After a grant of immunity from prosecution, Trafficante testified before the HSCA the following day, September 28, and denied the allegation that he told Aleman that "Kennedy was going to be hit." He stated that he was positive that he did not say it because he always spoke to Aleman in Spanish, and said that there was no way to state the phrase in Spanish. Trafficante also stated that he had no recollection of meeting Oswald or Oswald's assassin, Jack Ruby. During his testimony, Trafficante also admitted for the first time that he had worked with the CIA from 1960 to 1961 for an attempt to poison Castro but stated that his role was only as an interpreter between CIA officials and Cuban exiles. He testified that he was brought into the plot by Roselli and Giancana, who had been recruited by Maheu. Trafficante said that he introduced the trio to Cuban exiles in Florida. He stated that he received no payment for his involvement and that he acted out of patriotism.

On January 14, 1992, Trafficante's former attorney, Frank Ragano, told Jack Newfield of the New York Post that he relayed a request from Hoffa to Trafficante and New Orleans boss Carlos Marcello to have Kennedy killed.
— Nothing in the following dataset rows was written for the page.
PR #2095, opened 2024-04-19
IVC: Implement wide Poseidon circuit

fabrizio-m:


ivc/src/poseidon/constraint.rs
```diff
@@ -0,0 +1,71 @@
...
+            col,
+            row: CurrOrNext::Curr,
+        }))
+    }
+
+    fn constant(value: F) -> Self::Variable {
+        Exp::Atom(ExprInner::Constant(value))
+    }
+
+    fn mds(&self) -> &[[Self::Variable; S]; S] {
```
volhovm, line 60: I have a very different interpreter design in mind, in which all these constants are passed as a struct to the functions over the interpreter. Instead of being functions /of/ interpreter. With this design you have there's unnecessary code duplication instead, like you have literally the same stuff inside two instances of the interpreter. What do you think about the idea of moving them to `interpreter.rs`?

ivc/src/poseidon/interpreter.rs
```diff
@@ -0,0 +1,97 @@
...
+    for (i, p) in preimage.iter().enumerate() {
+        env.write(p, Column::Input(i));
+    }
+    poseidon_row(env)
+}
+
+/// creates the constraints and computes most of the witness for a row
+/// for witness it assumes the preimage is already written to the respective
+/// columns
+pub fn poseidon_row<F, const S: usize, const R: usize, E>(env: &mut E) -> [E::Variable; S]
```
volhovm, line 60: A test (including some non-random test asserting the computation matches concrete inputs-outputs) is very necessary I think. Check out this function for example: https://github.com/o1-labs/proof-systems/blob/master/msm/src/fec/mod.rs#L52

volhovm (commented):
Not blocking, but I think this a test (definitely), some docs (~definitely), and a slightly better interface (my personal preference, optional if you disagree).

dannywillems (changes requested):
See messages on Slack.

dannywillems (approved):

PR #2112, opened 2024-04-23
Change Poseidon circuit to map generic interpreter

dannywillems:
Change Poseidon circuit to use the generic interpreter.

- [x]  Instantiate with bn254
- [x] check parameters for bn254
  - [x] nb full rounds
  - [x] constants
  - [x] MDS
- [x] add test vectors for bn254
- [x] use generic interpreter


volhovm (approved):
Looks great! 

@dannywillems I pushed one commit that (1) moves code populating the wires into `interpreter.rs` and (2) adding a separate smaller/faster test for just spec consistency. Not merging myself thus so you can take a look at my changes in case you don't like them.

PR #2606, opened 2024-09-25
Auto-align kimchi md file (tabs/spaces?) [cosmetics/easy]

volhovm:
Different from https://github.com/o1-labs/proof-systems/pull/2599!

Can someone please double check? Whenever I'm on `develop` and run `cargo clean && cargo build --all-targets --all-features --tests` I get the changes in `kimchi.md` which are committed in this PR. If it's what `cargo` does then let's commit it I guess. If not, happy to close/investigate.

### DIFF
--- a/book/src/specs/kimchi.md
+++ b/book/src/specs/kimchi.md
@@ -611,16 +611,16 @@ every input (thinking of a two-bit input as a number in $\{0, 1, 2, 3\}$), one f
 are given by
 
 * `c_func(x)`, defined by
-     * `c_func(0) = 0`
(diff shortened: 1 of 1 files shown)


querolita:
I just executed this command on my machine and I also get that diff. But instead of adding more spaces, it reduces one level of indentation in my machine (example attached) 
Captura de pantalla 2024-09-25 a las 15 30 14

querolita (approved):
Oh, I just saw this PR also reduces one level. It's just the way Git was showing the diff that made me think it was the other way round. Accepting now.

PR #2609, opened 2024-09-25
Poly_comm: benchmark add and sub over Pallas/Vesta

dannywillems:


poly-commitment/benches/poly_comm.rs
```diff
@@ -0,0 +1,112 @@
...
+use poly_commitment::PolyComm;
+use rand_core::{CryptoRng, RngCore};
+
+fn helper_generate_random_elliptic_curve_point<RNG, P>(rng: &mut RNG) -> Affine<P>
+where
+    P::BaseField: PrimeField,
+    RNG: RngCore + CryptoRng,
+    P: SWCurveConfig,
+{
+    let p1_x = P::BaseField::rand(rng);
```
volhovm, line 17: You could have just generated a scalar and scaled by it probably? I'm also thinking there's /likely/ a way to generate random points right away, no?

volhovm (approved):

poly-commitment/benches/poly_comm.rs
dannywillems: Huhu. YES!

dannywillems: "Pourquoi faire simple quand on peut faire compliqué ?"

dannywillems: See https://github.com/o1-labs/proof-systems/pull/2612

PR #2617, opened 2024-09-25
Mina_curves: activating ADX instructions by default

dannywillems:
Spotted by @sebastiencs.

ADX instructions are not activated otherwise. However, this change activates it all the time, and compiling on machines not supporting ADX will fail. Is it what we want?

### DIFF
--- a/curves/Cargo.toml
+++ b/curves/Cargo.toml
@@ -19,3 +19,7 @@ rand.workspace = true
 ark-algebra-test-templates.workspace = true
 ark-std.workspace = true
 ark-serialize.workspace = true
+
+[features]
+asm = []
+default = ["asm"]


tizoc:
https://docs.minaprotocol.com/berkeley-upgrade/requirements says AVX here but probably meant to say ADX

dannywillems:
Reg Mina: it seems we build by default with the flags: https://github.com/MinaProtocol/mina/blob/develop/src/lib/crypto/kimchi_bindings/stubs/dune#L59 (and https://github.com/MinaProtocol/mina/blob/compatible/src/lib/crypto/kimchi_bindings/stubs/dune#L13), therefore we should not expect any change in Mina?

curves/Cargo.toml
```diff
@@ -19,3 +19,7 @@ rand.workspace = true
 ark-algebra-test-templates.workspace = true
 ark-std.workspace = true
```
sebastiencs, line 20: `ark-std` need to be moved from `dev-dependencies` to `dependencies`

sebastiencs, line 20: `ark-std` need to be moved from `dev-dependencies` to `dependencies`

sebastiencs (changes requested):

PR #2626, opened 2024-09-25
Poly_commitment: move verify method on SRS from commitment into srs

dannywillems:


marcbeunardeau88 (changes requested):
I don't see how moving an opening verification into srs makes sense (even though the method is on srs)

dannywillems:
It is already in SRS. We can move later outside of the structure SRS. It is only to move between files and rename after.

marcbeunardeau88 (approved):

PR #2627, opened 2024-09-25
Poly_commitment: move open SRS into srs.rs

dannywillems:


marcbeunardeau88 (changes requested):
I would not make that change (even though the metod is implemented for the srs type)

dannywillems:
See https://github.com/o1-labs/proof-systems/pull/2626#issuecomment-2376226442

marcbeunardeau88 (approved):

PR #2632, opened 2024-09-26
poly-commitment: move SRS structure into `evaluation_proof.rs`

dannywillems:
It is error-prone to use simply `SRS`. Reorganizing to match KZG and IPA.
It is also to integrate more easily other polynomial commitment scheme we might want to use in the future.

Next step is to rename `evaluation_proof` into `ipa`.

While doing the changes, I realised we were not using the right PC (i.e. KZG with bn254) in the ivc repository, including the tests in the o1vm.


ivc/src/plonkish_lang.rs
```diff
@@ -130,8 +129,8 @@ impl<G: KimchiCurve, const N_COL: usize, const N_CHALS: usize, const N_ALPHAS: u
     }
 }
 
-impl<G: KimchiCurve, const N_COL: usize, const N_CHALS: usize, const N_ALPHAS: usize> Instance<G>
-    for PlonkishInstance<G, N_COL, N_CHALS, N_ALPHAS>
+impl<G: CommitmentCurve, const N_COL: usize, const N_CHALS: usize, const N_ALPHAS: usize>
```
dannywillems, line 132: Also changing this to `CommitmentCurve` as `bn254` does not implement the trait `KimchiCurve`. And nothing from the trait `KimchiCurve` is required.

ivc/src/plonkish_lang.rs
```diff
@@ -153,13 +152,16 @@ impl<G: KimchiCurve, const N_COL: usize, const N_CHALS: usize, const N_ALPHAS: u
...
 
 // Implementation for 3 challenges; only for now.
-impl<G: KimchiCurve, const N_COL: usize, const N_ALPHAS: usize>
+impl<G: CommitmentCurve, const N_COL: usize, const N_ALPHAS: usize>
     PlonkishInstance<G, N_COL, 3, N_ALPHAS>
 {
-    pub fn from_witness<EFqSponge: FqSponge<G::BaseField, G, G::ScalarField>>(
+    pub fn from_witness<
+        EFqSponge: FqSponge<G::BaseField, G, G::ScalarField>,
+        Srs: SRS<G> + std::marker::Sync,
```
dannywillems, line 160: Also this type is added to support KZG and IPA, even though we only need KZG.

kimchi/src/bench.rs
```diff
@@ -34,7 +34,7 @@ pub struct BenchmarkCtx {
 
 impl BenchmarkCtx {
     pub fn srs_size(&self) -> usize {
-        math::ceil_log2(self.index.srs.max_degree())
+        math::ceil_log2(self.index.srs.max_poly_size())
```
dannywillems, line 37: This is another change. I got rid of the method `max_degree` which was exactly the same than `max_poly_size`.

o1vm/src/legacy/folding.rs
```diff
@@ -377,7 +377,7 @@ pub mod keccak {
         type Selector = Steps;
         type Challenge = Challenge;
         type Curve = Curve;
-        type Srs = SRS<Curve>;
+        type Srs = PairingSRS<Pairing>;
```
dannywillems, line 380: We are in the legacy flavor, therefore only need to deal with KZG.

o1vm/src/legacy/main.rs
```diff
@@ -102,7 +103,7 @@ pub fn main() -> ExitCode {
                 BaseSponge,
             >>::folding_constraints(&mips_trace),
             vec![],
-            &srs.full_srs,
+            &srs,
```
dannywillems, line 106: Note: we should change the KZG SRS structure later. It is ugly.

poly-commitment/src/evaluation_proof.rs
```diff
@@ -3,17 +3,33 @@
 //! Zero-Knowledge Arguments for Arithmetic Circuits in the Discrete Log
 //! Setting](https://eprint.iacr.org/2016/263)
 
-use crate::{commitment::*, srs::SRS, PolynomialsToCombine};
-use ark_ec::AffineRepr;
-use ark_ff::{FftField, Field, One, PrimeField, Zero};
-use ark_poly::{univariate::DensePolynomial, DenseUVPolynomial, EvaluationDomain, Evaluations};
+use crate::{
```
dannywillems, line 6: No changes here. Mostly moving from `srs`. I did remove one method (`max_degree`) and remove some duplicated methods.

poly-commitment/src/lib.rs
```diff
@@ -21,7 +20,7 @@ use ark_poly::{
 use mina_poseidon::FqSponge;
 use rand_core::{CryptoRng, RngCore};
 
-pub trait SRS<G: CommitmentCurve>: Clone {
+pub trait SRS<G: CommitmentCurve>: Clone + Sized {
```
dannywillems, line 23: Because `Sized` is required for the folding library to pass it in the type, IIRC.

marcbeunardeau88 (approved):

PR #2639, opened 2024-10-01
MVPoly/tests: fix maximum degree for multiplication

dannywillems:
The multiplication doesn't check that the resulting degree is higher than the one encoded in the type. We do have to change the type signature in the near future.


Fizzixnerd (approved):
This is just dividing by two so that it never exceeds the static maximum, yes?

He repeated the claim two days later on ABC's Good Morning America, in Newfield's Frontline report entitled JFK, Hoffa and Mob broadcast in November 1992, and again in his 1994 autobiography Mob Lawyer. According to Ragano, he met Hoffa at the Teamsters' headquarters in Washington, DC, then delivered the message to Trafficante and Marcello in a meeting at the Royal Orleans Hotel in New Orleans. He stated he was chosen by Hoffa because, as both Hoffa and Trafficante's lawyer, he could be assured of attorney–client privilege.
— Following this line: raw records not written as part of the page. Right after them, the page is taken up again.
PR #2649, opened 2024-10-02
Suggestions for dynamic selectors

dannywillems:
Running the o1vm with this code seems to work.

cc @Fizzixnerd

### DIFF
--- a/o1vm/src/pickles/main.rs
+++ b/o1vm/src/pickles/main.rs
@@ -1,19 +1,23 @@
 use ark_ff::UniformRand;
 use kimchi::circuits::domains::EvaluationDomains;
+use kimchi_msm::expr::E;
 use log::debug;
 use o1vm::{
     cannon::{self, Meta, Start, State},
     cannon_cli,
     interpreters::mips::{
         column::N_MIPS_REL_COLS,
-        constraints as mips_constraints,
+        constraints as mips_constraints, interpreter,
+        interpreter::InterpreterEnv,
         witness::{self as mips_witness},
+        Instruction,
     },
     pickles::proof::ProofInputs,
     preimage_oracle::PreImageOracle,
 };
 use poly_commitment::{ipa::SRS, SRS as _};
 use std::{fs::File, io::BufReader, process::ExitCode};
+use strum::IntoEnumIterator;
 
 use mina_curves::pasta::{Fp, Vesta};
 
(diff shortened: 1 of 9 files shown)


Fizzixnerd (approved):

dannywillems:
Rebasing on top of https://github.com/o1-labs/proof-systems/pull/2589 and amending the commit messages to a better description.

dannywillems:
I'm adding regression tests, in particular for the degree of the constraints. This PR doesn't include any.

o1vm/src/pickles/main.rs
```diff
@@ -65,11 +69,29 @@ pub fn main() -> ExitCode {
     // Initialize the environments
     let mut mips_wit_env =
         mips_witness::Env::<Fp, PreImageOracle>::create(cannon::PAGE_SIZE as usize, state, po);
-    let mut _mips_con_env = mips_constraints::Env::<Fp>::default();
+
+    // TODO: give this to the prover + verifier
+    let _constraints = {
+        let mut mips_con_env = mips_constraints::Env::<Fp>::default();
+        let mut constraints = Instruction::iter().fold(vec![], |mut acc, instr| {
```
dannywillems, line 76: `iter` is not correctly used here. Detected while writing regression tests to check the number of constraitns and their degree. `IntoIter` must be reimplemented. Doing it.

dannywillems: Or `flat_map` can be used. I think it is a better solution for now.

o1vm/src/pickles/main.rs
```diff
@@ -65,11 +69,31 @@ pub fn main() -> ExitCode {
...
+        let mut constraints = Instruction::iter()
+            .flat_map(|instr_typ| instr_typ.into_iter())
+            .fold(vec![], |mut acc, instr| {
+                interpreter::interpret_instruction(&mut mips_con_env, instr);
+                let selector = mips_con_env.get_selector();
+                let constraints_with_selector: Vec<E<Fp>> = mips_con_env
+                    .get_constraints()
+                    .into_iter()
+                    .map(|c| selector.clone() * c)
+                    .collect();
```
Fizzixnerd, line 85: I don't think this is correct, since this would iterate over each instruction once.  We want to iterate over the instructions that were actually run in the MIPS program, not every instruction once, in order.

Fizzixnerd (changes requested):

o1vm/src/pickles/main.rs
Fizzixnerd: I understand now: this is just for the constraints.

Fizzixnerd (approved):

PR #639, opened 2026-07-04
perf(rls): wrap current_setting() in the generated tenant policy for per-statement evaluation

dmitrymaranik:
`ruvnet/RuVector`'s RLS policy generator emits `current_setting('<tenant setting>')` **unwrapped** in the policy predicate. Postgres re-evaluates a bare `current_setting(...)` **once per row** the policy scans; wrapping it in a scalar subquery — `(select current_setting(...))` — makes it a per-statement InitPlan the planner evaluates once and caches. It's predicate-equivalent (tenant isolation unchanged) and the documented Postgres RLS performance pattern; the benefit grows with table size.

This wraps the generated call and keeps the test assertions in sync (`rls.rs`, `isolation.rs`). I couldn't run the Rust test suite locally — if CI surfaces another assertion on the generated policy SQL, point me at it and I'll update it.

Spotted with [pgrls](https://github.com/pgrls/pgrls) (an open-source Postgres RLS analyzer). Happy to adjust.

### DIFF
--- a/crates/ruvector-postgres/src/tenancy/isolation.rs
+++ b/crates/ruvector-postgres/src/tenancy/isolation.rs
@@ -139,8 +139,8 @@ DROP POLICY IF EXISTS ruvector_admin_bypass ON {table};
 
 -- Create tenant isolation policy
 CREATE POLICY ruvector_tenant_isolation ON {table}
-    USING ({column} = current_setting('ruvector.tenant_id', true))
-    WITH CHECK ({column} = current_setting('ruvector.tenant_id', true));
+    USING ({column} = (select current_setting('ruvector.tenant_id', true)))
+    WITH CHECK ({column} = (select current_setting('ruvector.tenant_id', true)));
 
 -- Create admin bypass policy (for ruvector_admin role)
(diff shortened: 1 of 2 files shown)


ruvnet:
Appreciate the care here given this is tenant-isolation code — verified the `missing_ok=true` arg is preserved at every call site and that the InitPlan-caching wrap doesn't change fail-closed semantics (unset GUC still evaluates to NULL, excluding rows rather than granting access). Merging. Thanks for the contribution, and for the clear PR description explaining the performance rationale!

dmitrymaranik:
Thanks for merging, @ruvnet — and for the careful review. Scrutinizing tenant-isolation code is exactly right; glad the `missing_ok=true` handling checked out (the wrap keeps the second arg intact). Every RuVector multi-tenant policy now evaluates `current_setting()` once per statement (an InitPlan) instead of once per scanned row.

This came out of running [pgrls](https://github.com/pgrls/pgrls) (an open-source Postgres RLS analyzer) over the generated policies — if it was handy, a star would help others find it. Cheers!

PR #642, opened 2026-07-04
feat(ruvllm): add lattice as an optional macOS Metal LlmBackend

ohdearquant:
Adds [lattice](https://github.com/ohdearquant/lattice) (a pure-Rust transformer inference engine with a native Metal path) as an optional `LlmBackend` for ruvllm, following up on the collaboration invitation to bring a lattice backend into RuVector.

## Safety-first design: zero impact unless opted in

- The `lattice` feature is **default-OFF** and double-gated: the dependency is target-scoped to macOS and the module is `cfg(all(feature = "lattice", target_os = "macos"))`.
- `lattice-inference 0.5.0` comes from crates.io, optional, default-features off.
- Everything below was verified WITHOUT the feature to prove the baseline is untouched:

| Command | Result |
|---|---|
| `cargo build -p ruvllm` | pass |
| `cargo test -p ruvllm` | pass (1586 tests, 2 ignored) |
| `cargo clippy -p ruvllm -- -D warnings` | pass |
| `cargo build --workspace` (all dependent crates) | pass |

(`cargo build -p ruvllm --no-default-features` fails identically on this branch and on the unmodified base: a pre-existing `tokio` import + type-inference issue in `claude_flow/claude_integration.rs`, unrelated to this change.)

## What the backend does

- `MetalQwen35State` is `!Send`, so a dedicated worker thread owns it and requests cross over a channel; this mirrors the shape lattice's own HTTP server uses in production.
- Real streaming: `generate_stream_v2` drives lattice's token-by-token decode loop with cancel-on-drop, not a stub.
- Stop strings are enforced by an incremental scanner that holds back partial matches across token boundaries (UTF-8-safe, unit-tested including CJK), and a match actually halts generation.
- Honest capability surface: `get_embeddings` and frequency/presence penalties return typed `NotImplemented` errors instead of silently wrong values.

## With the feature enabled

| Command | Result |
|---|---|
| `cargo build -p ruvllm --features lattice` | pass |
| `cargo test -p ruvllm --features lattice` | pass (1592 tests) |
| `cargo clippy -p ruvllm --features lattice -- -D warnings` | pass |

Live validation on a MacBook Pro M2 Max, 32 GB (Metal), Qwen3.5-0.8B Q4: model load and reload, ChatML multi-turn, stop sequences (multiple candidates, token-boundary spanning), sampling parameters exercised live (`top_k=1` matches `temperature=0`, repetition penalty changes output, `max_tokens=1` returns exactly one token), tokenizer round-trip for ASCII/CJK/emoji, RSS stable across unload/reload cycles, and typed error paths throughout.

## Performance

A reproducible harness is included in this PR (`examples/lattice_bench.rs`). It measures load time, TTFT, and decode throughput, and takes exclusive use of the GPU while timing. The candle backend is timed via its blocking `generate()` only, because its `generate_stream_v2` currently emits a single token from prefill logits (noted in the harness and README).

Integration overhead of the backend seam is zero. Both legs run the identical Q4 checkpoint with identical greedy decoding; decode throughput uses the prefill-canceling slope method (N=32 vs N=160 generated tokens, median of 3 runs):

| Leg | Decode (tok/s) |
|---|---:|
| lattice engine standalone | 174.4 |
| lattice via the ruvllm `LlmBackend` seam | 178.0 |

Absolute numbers through the seam (greedy, 72-token prompt, MacBook Pro M2 Max 32 GB): ~1.2 s cold load, 71 ms TTFT, ~175 tok/s decode. With ruvllm's default sampling parameters (temperature 0.7, top_p 0.9, top_k 40, repetition_penalty 1.1) end-to-end throughput is ~85-90 tok/s; the delta is per-token sampling cost over lattice's 248k-entry vocabulary, not the seam or the forward pass.

Context: lattice brings a native Metal Q4 path that the candle backend lacks. A same-model side-by-side is not possible (the candle backend loads Mistral/Llama-family safetensors; lattice serves Qwen-family), which is why the table compares the same engine with and without the seam.

## Known limitations

- macOS/Metal only; the feature is inert elsewhere
- `get_embeddings` not implemented (typed error)
- Frequency/presence penalties not implemented (typed error)

🤖 Generated with [Claude Code](https://claude.com/claude-code)

### DIFF
--- a/crates/ruvllm/Cargo.toml
+++ b/crates/ruvllm/Cargo.toml
@@ -108,7 +108,7 @@ objc = { version = "0.2", optional = true }
 
 # Lattice pure-Rust Qwen3.5 inference engine, Metal GPU forward pass
 # (macOS only, optional, default-OFF — see the `lattice` feature below).
-lattice-inference = { version = "0.4", optional = true, default-features = false, features = ["metal-gpu", "f16", "std"] }
+lattice-inference = { version = "0.5.0", optional = true, default-features = false, features = ["metal-gpu", "f16", "std"] }
 
 # Core ML bindings (macOS/iOS) - for Apple Neural Engine acceleration
 objc2 = { version = "0.6", optional = true }
--- a/crates/ruvllm/Cargo.toml
+++ b/crates/ruvllm/Cargo.toml
@@ -106,6 +106,10 @@ md5 = "0.7"
 metal = { version = "0.29", optional = true }
 objc = { version = "0.2", optional = true }
 
+# Lattice pure-Rust Qwen3.5 inference engine, Metal GPU forward pass
+# (macOS only, optional, default-OFF — see the `lattice` feature below).
+lattice-inference = { version = "0.4", optional = true, default-features = false, features = ["metal-gpu", "f16", "std"] }
+
 # Core ML bindings (macOS/iOS) - for Apple Neural Engine acceleration
 objc2 = { version = "0.6", optional = true }
 objc2-foundation = { version = "0.3", optional = true, features = ["NSString", "NSError", "NSURL", "NSArray", "NSDictionary", "NSData"] }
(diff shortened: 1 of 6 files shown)


ruvnet:
Merged and released — thank you @ohdearquant for an exemplary contribution. 🎉

This is how a backend PR should look: double-layered feature/target gating so nobody off-macOS even fetches the dependency, typed `NotImplemented` instead of silently-wrong capabilities, the `!Send` Metal state properly confined to a worker thread, and a genuinely careful stop-sequence scanner (UTF-8-safe, actually halts the GPU) with real tests to back it.

Before merging we independently validated the full suite on an M4 Mac mini — `cargo test -p ruvllm --features lattice` all green on Metal — and confirmed the Linux no-op path builds cleanly with the feature enabled. The one refinement we pushed to your branch (`4d246ff`) derives the safetensors precision label from `config.json`'s `torch_dtype` instead of the fixed `Bf16`, mirroring the honesty guard you'd already built into `lattice_bench.rs`.

Shipped in [ruvector-v0.2.34](https://github.com/ruvnet/RuVector/releases/tag/ruvector-v0.2.34), with a plain-language write-up crediting the contribution [here](https://gist.github.com/ruvnet/06d0ec4e9b470b785528c86783d79425). Looking forward to more in this space.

Ragano also claimed that Trafficante, four days prior to his death, delivered a deathbed confession which suggested that Marcello was meant to assassinate Robert F. Kennedy instead of his brother, the President. He claimed three witnesses could support his statement that he met Trafficante in Tampa, but refused to name them, adding: "One guy is afraid of retaliation. The other guys are two doctors, who say they'll testify if they're summoned to court." In his book Reclaiming History: The Assassination of President John F. Kennedy, Vincent Bugliosi has claimed there to be many flaws in Ragano's claims, including his own claim that Trafficante was most likely not in Tampa on the day in question, but was rather in North Miami Beach, Florida, receiving dialysis treatments.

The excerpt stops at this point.